Job Description
Research Engineer – Benchmarking, Evals & Failure Analysis
Location: San Francisco
Company Stage: Late-Stage / Series C (AI / Applied ML)
Office Type: Onsite (5 Days a Week)
Salary: $130,000 – $400,000 + Equity
This fast-growing AI company is operating at the forefront of applied machine learning and labor transformation. By partnering with leading AI labs and enterprises, they are building systems that combine human expertise with cutting-edge AI to improve model performance and unlock new categories of work. With strong revenue, scale, and backing from top-tier investors, they are shaping how frontier models are trained, evaluated, and deployed in real-world environments.
What You Will Do
- Design and implement benchmarking systems to evaluate model capabilities such as tool use, reasoning, and agent behavior
- Build and operate end-to-end evaluation pipelines, including scoring systems, dashboards, and reporting infrastructure
- Conduct systematic failure analysis on model outputs, identifying key failure modes and translating them into actionable improvements
- Develop rubrics, evaluators, and scoring frameworks that balance rigor with scalability (human + automated evaluation)

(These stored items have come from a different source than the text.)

PR #1545, opened 2024-09-26
[9293] Hide Null values from hover

Atash3000:
Updated logic for missing data on tooltips. On Stacked bar charts we have checkbox on general panel "Remove Null values from hover" which now removed whole row if value is null ( before it used to remove only value while keeping series name)
this goes to October sprint.

## Self Review

### DIFF
--- a/packages/chart/src/CdcChart.tsx
+++ b/packages/chart/src/CdcChart.tsx
@@ -89,7 +89,7 @@ export default function CdcChart({
   const [loading, setLoading] = useState(true)
   const [colorScale, setColorScale] = useState(null)
   const [config, setConfig] = useState<ChartConfig>({} as ChartConfig)
-  const [stateData, setStateData] = useState(configObj.data || [])
+  const [stateData, setStateData] = useState(configObj?.data || [])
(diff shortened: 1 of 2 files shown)


packages/chart/src/CdcChart.tsx
```diff
@@ -89,7 +89,7 @@ export default function CdcChart({
   const [loading, setLoading] = useState(true)
   const [colorScale, setColorScale] = useState(null)
   const [config, setConfig] = useState<ChartConfig>({} as ChartConfig)
-  const [stateData, setStateData] = useState(configObj.data || [])
+  const [stateData, setStateData] = useState(configObj?.data || [])
```
joshlacey, line 92: configObj should always be defined so we should not add this ? as it passes the error down to the next component in the tree.

joshlacey (changes requested):

packages/chart/src/CdcChart.tsx
adamdoe: I think it might be needed for standalone charts

Atash3000: Fixed!

PR #1555, opened 2024-09-30
Enhancement: [dev-8903] dropdown styling

joshlacey:
## Self Review


packages/core/styles/filters.scss
```diff
@@ -1,11 +1,4 @@
 .filters-section {
-  &__wrapper {
```
adamdoe, line 2: Isn't this needed when titles are above filters? I'm not seeing any space above filters now.

packages/core/components/MultiSelect/multiselect.styles.css
```diff
@@ -1,5 +1,7 @@
 .cove-multiselect {
+  --select-height: calc(1.5em + 0.75rem + 2px);
```
adamdoe, line 2: Can you add a comment for why this calculation is being used?

packages/core/components/MultiSelect/MultiSelect.tsx
```diff
@@ -67,77 +77,86 @@ const MultiSelect: React.FC<MultiSelectProps> = ({ section = null, subsection =
...
+          <div
+            id={multiID}
+            onClick={() => {
+              if (!selectedItems.length) {
+                setExpanded(true)
+              }
             }}
+            className='selected'
           >
-            <Icon display={expanded ? 'caretDown' : 'caretUp'} style={{ cursor: 'pointer' }} />
```
adamdoe, line 107: I'm assuming they don't want the caretUp here anymore for ux reasons.

packages/core/components/ui/Icon.tsx
```diff
@@ -88,15 +88,24 @@ type IconProps = {
   /* Returns icon data as plain svg */
   base?: boolean
   /* Sets alt text for the icon */
-  alt: string
+  alt?: string
```
adamdoe, line 91: We might want to keep this requirement for 508.

packages/core/components/MultiSelect/MultiSelect.tsx
joshlacey: yes that was as per the prototype.

packages/core/components/ui/Icon.tsx
joshlacey: I think having a different description of a checkmark throughout the app might be worse than defaulting to checkmark. I could create a new lookup with default names for each of the icons? so it doesn't end up as 'caretUp'. 

`const defaultNameLookup = { caretUp: 'caret up'}`

`<IconObj title={ alt || defaultNameLookup[display] } />`

if you think this is necessary. I just kept seeing a lot of places where the alt wasn't given and we had typescript errors.

packages/core/styles/filters.scss
joshlacey: Can you screenshot what you're seeing? In Pages/Dashboard/Regressions API Filters Map it looks like there's sufficient space?

adamdoe (approved):

PR #1559, opened 2024-10-01
[DEV-9276] Tighten space below charts

jayb:
## [DEV-9276]

This reduces space below charts on all screen sizes. It does a few main things:

* Removes miscellaneous adjustments that were being added to element heights
* Dynamically positions the xAxis title below the tallest label
* Standardizes spacing of elements below charts to have `20px` of top margin, `0px` of bottom margin, and no top/bottom padding
* Changes default `xAxis.labelOffset` from `65` to `0` and changes all old charts to `0` via `coveUpdateWorker`

Note that changing all old charts to `xAxis.labelOffset=0` may change the x-axis spacing on existing charts a bit, but we think changing everything to `0` is preferable to leaving them at the large value of `65` that most of them have.

## Testing Steps

Look at as many charts as possible and ensure they look good. Everything in Storybook should be no worse than it was before.

## Self Review


packages/chart/src/components/LinearChart.tsx
```diff
@@ -101,7 +103,7 @@ const LinearChart: React.FC<LinearChartProps> = props => {
   let height = config.aspectRatio ? width * config.aspectRatio : config.heights[renderedOrientation]
```
adamdoe, line 103: I think height should remain coming from parentHeight

adamdoe (changes requested):

adamdoe (changes requested):

joshlacey (changes requested):

packages/core/helpers/ver/4.24.10.ts
```diff
@@ -11,9 +12,13 @@ export const removeMultiSelectPropFromMultiselect = newConfig => {
...
 }
 
+export const setXAxisLabelOffsetToZero = newConfig =>
+  editConfigKeys(newConfig, [{ path: ['xAxis', 'labelOffset'], value: 0 }])
+
 const update_4_24_10 = config => {
   const ver = '4.24.10'
-  const newConfig = _.cloneDeep(config)
+  let newConfig = _.cloneDeep(config)
+  newConfig = setXAxisLabelOffsetToZero(config)
```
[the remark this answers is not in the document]
Mgetz10: I was hoping I could start using a pattern of not mutating objects when it makes sense. I like that as a best practice of functional programming because it makes bugs easier for me to trace and the code easier to follow imo. I have a cloneDeep in the editConfigKeys function, so it's baked somewhat into it but I can change it if you object (pun slightly intended). Also game to discuss how we all feel about immutability as a group and rewrite this for now so It matches the existing pattern.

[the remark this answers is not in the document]
Mgetz10: Yeah, there is no real risk here, just a personal preference. I'll mutate for now and hold out for a larger refactor.

packages/chart/src/components/LinearChart.tsx
```diff
@@ -308,13 +323,33 @@ const LinearChart: React.FC<LinearChartProps> = props => {
...
+
+    if (!rightLabel) return
+
+    const axisBottomY = yMax + Number(config.xAxis.axisPadding)
+    const labelRelativeY = rightLabel.getBBox().y - axisBottomY
+    const xLabelY = labelRelativeY + rightLabel.getBBox().height + BOTTOM_LABEL_PADDING
+    setForestXLabelY(xLabelY)
+  }, [config.data.length, forestRowsHeight])
+
+  useLayoutEffect(() => {
```
joshlacey, line 347: https://react.dev/reference/react/useLayoutEffect

packages/chart/src/components/LinearChart.tsx
```diff
@@ -308,13 +323,33 @@ const LinearChart: React.FC<LinearChartProps> = props => {
...
-    setSuffixWidth(textWidth)
+    const suffixEl = suffixRef.current
+    if (!suffixEl && !suffixWidth) return
+    if (!suffixEl) return setSuffixWidth(0)
+    const suffixElWidth = suffixEl.getBBox().width
+    setSuffixWidth(suffixElWidth)
   }, [config.dataFormat.suffix, config.dataFormat.onlyShowTopPrefixSuffix])
 
+  // forest plot x-axis label positioning
+  useEffect(() => {
```
joshlacey, line 334: https://react.dev/learn/you-might-not-need-an-effect

packages/chart/src/test/sizeHelpers.test.ts
```diff
@@ -0,0 +1,80 @@
+import { calcInitialHeight, getOrientation } from '../helpers/sizeHelpers'
```
joshlacey, line 1: can you create a new folder in the helpers folder called 'tests' and place this test there? it's easier to find that way.

packages/core/helpers/ver/4.24.10.ts
```diff
@@ -11,9 +12,15 @@ export const removeMultiSelectPropFromMultiselect = newConfig => {
...
 
+export const setXAxisLabelOffsetToZero = newConfig => {
+  if (!newConfig.xAxis?.labelOffset) return
+  newConfig.xAxis.labelOffset = 0
+}
+
 const update_4_24_10 = config => {
   const ver = '4.24.10'
-  const newConfig = _.cloneDeep(config)
+  let newConfig = _.cloneDeep(config)
```
joshlacey, line 22: revert to const

packages/chart/src/components/LinearChart.tsx
Mgetz10: This was a great read! Definitely converted me to team minimize useEffects.  I think I still need these useEffects here when doing calculations based on the size of rendered elements.  The size of an element isn't available until after it has been rendered to the DOM so unfortunately I think these ones need to stay for now.

Mgetz10:
@joshlacey ready for re-review

packages/chart/src/components/LinearChart.tsx
joshlacey: Why use a state to hold the calculations? the rest of the component doesn't need to know about that, only the element on the page. I'd recommend using a ref and doing a direct DOM manipulation in that case. That way you don't rerender the whole page when you setForestXLabelY.

I did something similar to that here:
https://github.com/CDCgov/cdc-open-viz/pull/1581/files#diff-002175af9bf20550dd9e6e59cfbbf6f86f1986300d62c44289b1aac9ae703c57

Mgetz10: Oh nice! Ok, refactored.

joshlacey (approved):

PR #1583, opened 2024-10-16
Feature/dev 9198

Atash3000:
Testing steps complex: Open Editor Panel then Select Dashboard. On Dashboard add Filters (shared Filters) add Bar chart(any chart would work) on Filters (shared Filters)  add Reset Label.Configre filters Used by:, filter type etc and then Configure chart(dont add local filters to chart).Go to Dashboard Preview: That reset label should be default filter selection when we do Dashboard Preview and also should reset(clear) filters when "reset label" is selected.If need more info please let me know.

## Self Review


packages/dashboard/src/helpers/filterData.ts
```diff
@@ -24,8 +24,9 @@ function getMaxTierAndSetFilterTiers(filters: SharedFilter[]): number {
 }
 
 function filter(data = [], filters: SharedFilter[], condition) {
+  const filteredFilters = filters.filter(f => f.resetLabel !== f.active)
```
adamdoe, line 27: @joshlacey @Atash3000 would activeFilters be a better variable name here?

packages/dashboard/src/helpers/addValuesToDashboardFilters.ts
```diff
@@ -39,7 +43,16 @@ export const addValuesToDashboardFilters = (filters: SharedFilter[], data: Recor
         const active: string[] = Array.isArray(filterCopy.active) ? filterCopy.active : [filterCopy.active]
         filterCopy.active = active.filter(val => defaultValues.includes(val))
       } else {
-        const defaultValue = filterCopy.values[0] || filterCopy.active
+        let hasResetLabel = false
```
adamdoe, line 46: I think resetLabel isn't being set in this code. You could also consider simplifying to:

```.js
const resetLabelFilter = filters.find(fil => fil.resetLabel);
const defaultValue = resetLabelFilter ? resetLabelFilter.resetLabel : filterCopy.values[0] || filterCopy.active;
```

adamdoe (changes requested):

packages/dashboard/src/helpers/filterData.ts
joshlacey: 💯

joshlacey (changes requested):

PR #1585, opened 2024-10-17
Enhancement: Dev-9439 API Error Message Display

Matt-DiPaolo:
## Testing Steps

Scenario: Open a Default Editor and choose the Dashboard Viz. 

Expected: On the Import Data screen

1. Choose Load from URL
2. Add the following link: https://nccd-cove-public-api.apps.ecpaas-dev.cdc.gov/od-public?$datakey=brfss_prevalence_cove_explore_by_t
3. Check the "Always load from URL" checkbox
4. Click on the "Load" button
5. Click the "Configure your Visualization" button

Expected: On the Configure screen

6. Drag a Filter Dropdowns viz into the Visualization area
7. Click on the tools icon

Expected: In the Configure Dashboard Filter screen

8. Click the Filter Accordion
9. Click Add Filter
10. Click the Down arrow button next to "New Dashboard Filter 1"
11. Select URL in the Filter Type dropdown
12. Click inside the textbox of "API EndPoint"
13. Add this "broken" API link (link ends with a "t") : https://nccd-cove-public-api.apps.ecpaas-dev.cdc.gov/od-public?$datakey=brfss_prevalence_cove_explore_by_t
14. Click the "Back to Dashboard" button

Expected back on the Configure screen

Scenario: Clicking on the Dashboard Preview will bring up the preview and the filter will try to pull data from the "broken" link. This will cause an error.

Expected: A red warning box will appear with an error message. This message can be closed if the "X" is clicked on or it will close on it's own in 5 seconds.

## Self Review

- My changes generate no new warnings other than the Error Message in console for Devs

### DIFF
--- a/packages/core/helpers/fetchRemoteData.js
+++ b/packages/core/helpers/fetchRemoteData.js
@@ -1,44 +1,39 @@
 import Papa from 'papaparse'
-import { isSolrCsv, isSolrJson } from '@cdc/core/helpers/isSolr'
+import { isSolrCsv } from '@cdc/core/helpers/isSolr'
 
-export default async function (_url, visualizationType = '') {
+export default function fetchRemoteData(_url) {
   let url = new URL(_url, window.location.origin)
-  try {
-    const path = url.pathname
-    const regex = /(?:\.([^.]+))?$/
-    const ext = regex.exec(path)[1]
+  const path = url.pathname
+  const regex = /(?:\.([^.]+))?$/
+  const ext = regex.exec(path)[1]
 
-    if ('csv' === ext || isSolrCsv(_url)) {
-      return await fetch(url.href)
-        .then(response => response.text())
-        .then(responseText => {
-          // for every comma NOT inside quotes, replace with a pipe delimiter
-          // - this will let commas inside the quotes not be parsed as a new column
-          // - Limitation: if a delimiter other than comma is used in the csv this will break
-          // Examples of other delimiters that would break: tab
-          responseText = responseText.replace(/(".*?")|,/g, (...m) => m[1] || '|')
-          // now strip the double quotes
-          responseText = responseText.replace(/["]+/g, '')
-          const parsedCsv = Papa.parse(responseText, {
-            //quotes: "true",  // dont need these
-            //quoteChar: "'",  // has no effect that I can tell
-            header: true,
-            skipEmptyLines: true,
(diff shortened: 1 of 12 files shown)


joshlacey (changes requested):

packages/dashboard/src/CdcDashboardComponent.tsx
```diff
@@ -167,6 +175,7 @@ export default function CdcDashboard({ initialState, isEditor = false, isDebug =
                 data = transform.autoStandardize(data)
                 data = transform.developerStandardize(data, dataset.dataDescription)
               } catch (e) {
+                dispatchErrorMessages({ type: 'ADD_ERROR_MESSAGE', payload: e })
```
joshlacey, line 178: you don't want to show the actual error message to the user. do:

console.error(e)

then dispatch the generic message to the user, ask UX if you need more guidance on what the message should be.

joshlacey: Also you're missing a catch on the promise chain itself. fetch().then().catch( /* HANDLE ERROR */)

joshlacey (changes requested):

packages/dashboard/src/CdcDashboardComponent.tsx
Matt-DiPaolo: I am not even a 100% sure what the error would be. I am going to put the same one as the other 'There was a problem returning data. Please try again.' for the user.

joshlacey (approved):

packages/core/helpers/fetchRemoteData.js
```diff
@@ -1,44 +1,39 @@
 import Papa from 'papaparse'
-import { isSolrCsv, isSolrJson } from '@cdc/core/helpers/isSolr'
+import { isSolrCsv } from '@cdc/core/helpers/isSolr'
 
-export default async function (_url, visualizationType = '') {
+export default function fetchRemoteData(_url) {
```
joshlacey, line 4: @adamdoe making this whole function async meant that it returns either a promise or a rejected promise. That means in order to handle the error which comes out of this you have to wrap any fetchRemoteData function call with try catch. Rather than doing that I refactored this to a common promise. I'm not sure if this could cause some issues in other components but now I am able to handle errors in a traditional .catch chain. as you see in the CdcDashboardComponent. 
 
 Without this there's no way to handle a 500 error within CdcDashboard.

PR #1600, opened 2024-10-21
[DEV-9187] Fixes Chart Annotations

adamdoe:
## DEV-9187
- Moves svgRef state to CdcChart
- Forwards ref from the rendered svg element to CdcChart so that it can be passed to additional components
- Annotation Panel now uses svgRef to calculate adding the annotations width/height placements

## Testing Steps
- Open a bar, line, or area chart. 
- Click add annotation
- The annotation should appear in the middle of the chart when added

## Self Review

### DIFF
--- a/packages/chart/src/CdcChart.tsx
+++ b/packages/chart/src/CdcChart.tsx
@@ -88,7 +88,7 @@ interface CdcChartProps {
   setSharedFilterValue?: (value: any) => void
   dashboardConfig?: DashboardConfig
 }
-export default function CdcChart({
+const CdcChart = ({
   configUrl,
   config: configObj,
   isEditor = false,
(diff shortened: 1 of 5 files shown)


Mgetz10 (approved):
Works! I noticed that the Stories for "Annotations" don't have a working example. If it's referring to the same functionality maybe we can add a story?

I just tested editing the first story in ChartAnnotation.stories.tsx if you wanted to use that:
`export const Chart_Annotation_Categorical: Story = {
  args: {
    config: editConfigKeys(annotationConfig, [
      {
        path: ['annotations'],
        value: [
          {
            text: 'This is an annotation',
            snapToNearestPoint: false,
            fontSize: 16,
            bezier: 10,
            show: {
              desktop: true,
              tablet: true,
              mobile: true
            },
            connectorType: 'line',
            colors: {
              label: 'black',
              connector: 'black',
              marker: 'black'
            },
            selected: true,
            anchor: {
              vertical: false,
              horizontal: false
            },
            marker: 'arrow',
            edit: {
              subject: true,
              label: true
            },
            seriesKey: '',
            x: 50,
            y: 194.92950439453125,
            xKey: '1/15/2016',
            yKey: '',
            dx: 108,
            dy: -86,
            opacity: '100',
            savedDimensions: [null, null],
            connectionType: 'line'
          }
        ]
      }
    ])
  }
}`

PR #1106, opened 2023-02-28
[ci] Add 'debug' and 'setup-debug' targets to Makefile

dcantrell:
These are for the CI jobs.  For the test suite, I want the CI jobs to run "make check" rather than using meson.  The reason is the Makefile target sets up the test environment and that's what I use to test things.

I have converted most workflows over to running "make debug" and "make check" in the GitHub workflow file, but I still have CentOS and FreeBSD to update.  Need to make sure these work first.

### DIFF
--- a/.github/workflows/almalinux.yml
+++ b/.github/workflows/almalinux.yml
@@ -62,7 +62,6 @@ jobs:
                   make instreqs
 
                   # Build the software and run the test suite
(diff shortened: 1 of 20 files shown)


jimbair (approved):
I assume there's a reason we didn't have meson test / now don't have make check for aarch64/ppc64le/s390x, but they match, so that seems good to me.

PR #1109, opened 2023-02-28
Assortment of CI job fixes

dcantrell:
More things as I clean up the failing jobs.  A lot of this is just Makefile restructuring and job refactoring in the GitHub syntax.

### DIFF
--- a/.github/workflows/freebsd.yml
+++ b/.github/workflows/freebsd.yml
@@ -76,7 +76,7 @@ jobs:
             - name: Check exit codes
               run: |
                   for ec in exitcodes/* ; do
-                      code="$(cat ${ec} 2>/dev/null)"
+                      code="$(cat "${ec}" 2>/dev/null)"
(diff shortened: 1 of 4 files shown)


jimbair (approved):

.github/workflows/freebsd.yml
```diff
@@ -75,7 +75,8 @@ jobs:
             # Process the exit codes outside the VM
             - name: Check exit codes
               run: |
-                  for ec in build/exitcodes/* ; do
-                      code=$(cat ${ec} 2>/dev/null)
+                  for ec in exitcodes/* ; do
+                      code="$(cat ${ec} 2>/dev/null)"
```
evan-goode, line 79: Won't matter, but `${ec}` should be quoted
```
code="$(cat "${ec}" 2>/dev/null)"
```

evan-goode (changes requested):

- Partner with research and applied AI teams to align evaluation systems with training and product goals
- Analyze data quality and performance trends to inform model training, data generation, and post-training strategies
- Own evaluation and benchmarking systems in a fast-paced, high-iteration environment
Ideal Background
- Strong applied AI or ML engineering experience, particularly in model evaluation, benchmarking, or failure analysis
- Hands-on experience building or running LLM evaluation systems, benchmarks, or experimentation pipelines
- Strong coding ability (Python or similar) with experience building production-quality systems
- Solid understanding of data structures, algorithms, and backend systems
- Experience working with APIs, databases (SQL/NoSQL), and cloud infrastructure
- Ability to reason deeply about model behavior, experimental results, and system performance
- Comfortable operating in ambiguous, high-ownership environments with rapid iteration cycles
Preferred
- Experience working on post-training, RL, or evaluation teams at AI labs or AI-first companies
- Familiarity with LLM evaluation techniques, benchmarking frameworks, or agent evaluation systems
- Experience with synthetic data generation, rubric design, or reward modeling workflows
- Publications or research experience in ML, especially in evaluation or benchmarking
- Exposure to large-scale experimentation systems or model performance tracking infrastructure
Compensation and Benefits
- Competitive base salary ($130K – $500K) + meaningful equity
- Relocation and housing support available
- Monthly meal stipend and premium wellness perks (e.g., fitness membership)
- Comprehensive health insurance
- Opportunity to work directly with frontier AI labs and influence model development at the cutting edge
This is a high-impact role at the intersection of engineering and applied AI research, ideal for candidates excited about defining how next-generation models are evaluated, improved, and deployed at scale.